◆ **The task**
Here are some entries. Repeat all of them exactly.

◆ **Provided data**
──────────

PR #1501, opened 2024-05-02
removing \n from kick messages

ocelot81:
removing \n from kick messages + ;nil description correction

### DIFF
--- a/MainModule/Server/Core/Core.lua
+++ b/MainModule/Server/Core/Core.lua
@@ -432,7 +432,7 @@ return function(Vargs, GetEnv)
 				if not p.Parent then
 					return false
 				elseif not parentObj then
-					p:Kick("\n[CLI-102495] Loading Error \nPlayerGui Missing (Waited 10 Minutes)")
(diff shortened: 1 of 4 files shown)


ocelot81:
might deprecate server.Routine sometime. (dumb software feature)

MainModule/Server/Core/Core.lua
```diff
@@ -432,7 +432,7 @@ return function(Vargs, GetEnv)
 				if not p.Parent then
 					return false
 				elseif not parentObj then
-					p:Kick("\n[CLI-102495] Loading Error \nPlayerGui Missing (Waited 10 Minutes)")
+					p:Kick("[CLI-102495] Loading Error - PlayerGui Missing (Waited 10 Minutes)")
```
PurpleCreativity, line 435: this would look better with a : instead change my mind

PurpleCreativity (approved):

MainModule/Server/Core/Core.lua
ocelot81: > this would look better with a : instead change my mind

tried it and it looked ehh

──────────

◆ **Expected answer**
PR #1501, opened 2024-05-02
removing \n from kick messages

ocelot81:
removing \n from kick messages + ;nil description correction

### DIFF
--- a/MainModule/Server/Core/Core.lua
+++ b/MainModule/Server/Core/Core.lua
@@ -432,7 +432,7 @@ return function(Vargs, GetEnv)
 				if not p.Parent then
 					return false
 				elseif not parentObj then
-					p:Kick("\n[CLI-102495] Loading Error \nPlayerGui Missing (Waited 10 Minutes)")
(diff shortened: 1 of 4 files shown)


ocelot81:
might deprecate server.Routine sometime. (dumb software feature)

MainModule/Server/Core/Core.lua
```diff
@@ -432,7 +432,7 @@ return function(Vargs, GetEnv)
 				if not p.Parent then
 					return false
 				elseif not parentObj then
-					p:Kick("\n[CLI-102495] Loading Error \nPlayerGui Missing (Waited 10 Minutes)")
+					p:Kick("[CLI-102495] Loading Error - PlayerGui Missing (Waited 10 Minutes)")
```
PurpleCreativity, line 435: this would look better with a : instead change my mind

PurpleCreativity (approved):

MainModule/Server/Core/Core.lua
ocelot81: > this would look better with a : instead change my mind

tried it and it looked ehh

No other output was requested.